PR #10281, opened 2026-04-22
Updating display name changes content path #10253

### LINKED ISSUE #10253: Updating display name changes content path
1. Open a folder that has  'Online' status.
2. Update the display name and click on `Save` button.

Image

### **BUG:**    **Updating display name changes content path and sets online content to “moved” status**

Image

skjulestad:
Only update the path in sync with displayName for non-published content.

### DIFF
--- a/modules/lib/src/main/resources/assets/js/app/browse/ContentWizardToolbar.ts
+++ b/modules/lib/src/main/resources/assets/js/app/browse/ContentWizardToolbar.ts
@@ -21,6 +21,7 @@ import {subscribe as subscribeToCollaborators} from '../stores/collaboration';
 import {UrlHelper} from '../util/UrlHelper';
 import {type ContentWizardActions} from '../wizard/action/ContentWizardActions';
 import {ContentWizardToolbarPublishControls} from '../wizard/ContentWizardToolbarPublishControls';
+import {type PublishStatus, PublishStatusChecker} from '../publish/PublishStatus';
 import {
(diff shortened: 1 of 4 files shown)


modules/lib/src/main/resources/assets/js/app/browse/ContentWizardToolbar.ts
```diff
@@ -166,12 +168,12 @@ class ContentWizardToolbarElement extends V6ContentWizardToolbarElement {
...
     setItem(item: ContentSummaryAndCompareStatus): void {
         this.item = item;
-        const publishStatus = item?.getPublishStatus() ?? $wizardToolbar.get().publishStatus ?? null;
+        const publishStatus = this.resolveToolbarPublishStatus(item);
         const contentPath = this.resolveToolbarContentPath(item);
         setWizardToolbarPublishStatus(publishStatus);
         setWizardToolbarContentPath(contentPath);
         setWizardToolbarCanRenameContentPath(!!item?.getPath());
-        setWizardToolbarIsContentOnline(!!item?.isOnline());
+        setWizardToolbarIsContentOnline(publishStatus != null && PublishStatusChecker.isOnline(publishStatus));
```
ashklianko: 1. `publishStatus != null` is redundant
2. Doesn't take  into account  online Scheduled and Expired content: path should not change for them too

ashklianko (changes requested):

┄┄┄┄┄┄┄┄┄┄

EXERCISE INSTRUCTIONS |
Transcribe each record above exactly. Skip none.

WRITTEN ANSWER |
PR #10281, opened 2026-04-22
Updating display name changes content path #10253

### LINKED ISSUE #10253: Updating display name changes content path
1. Open a folder that has  'Online' status.
2. Update the display name and click on `Save` button.

Image

### **BUG:**    **Updating display name changes content path and sets online content to “moved” status**

Image

skjulestad:
Only update the path in sync with displayName for non-published content.

### DIFF
--- a/modules/lib/src/main/resources/assets/js/app/browse/ContentWizardToolbar.ts
+++ b/modules/lib/src/main/resources/assets/js/app/browse/ContentWizardToolbar.ts
@@ -21,6 +21,7 @@ import {subscribe as subscribeToCollaborators} from '../stores/collaboration';
 import {UrlHelper} from '../util/UrlHelper';
 import {type ContentWizardActions} from '../wizard/action/ContentWizardActions';
 import {ContentWizardToolbarPublishControls} from '../wizard/ContentWizardToolbarPublishControls';
+import {type PublishStatus, PublishStatusChecker} from '../publish/PublishStatus';
 import {
(diff shortened: 1 of 4 files shown)


modules/lib/src/main/resources/assets/js/app/browse/ContentWizardToolbar.ts
```diff
@@ -166,12 +168,12 @@ class ContentWizardToolbarElement extends V6ContentWizardToolbarElement {
...
     setItem(item: ContentSummaryAndCompareStatus): void {
         this.item = item;
-        const publishStatus = item?.getPublishStatus() ?? $wizardToolbar.get().publishStatus ?? null;
+        const publishStatus = this.resolveToolbarPublishStatus(item);
         const contentPath = this.resolveToolbarContentPath(item);
         setWizardToolbarPublishStatus(publishStatus);
         setWizardToolbarContentPath(contentPath);
         setWizardToolbarCanRenameContentPath(!!item?.getPath());
-        setWizardToolbarIsContentOnline(!!item?.isOnline());
+        setWizardToolbarIsContentOnline(publishStatus != null && PublishStatusChecker.isOnline(publishStatus));
```
ashklianko: 1. `publishStatus != null` is redundant
2. Doesn't take  into account  online Scheduled and Expired content: path should not change for them too

ashklianko (changes requested):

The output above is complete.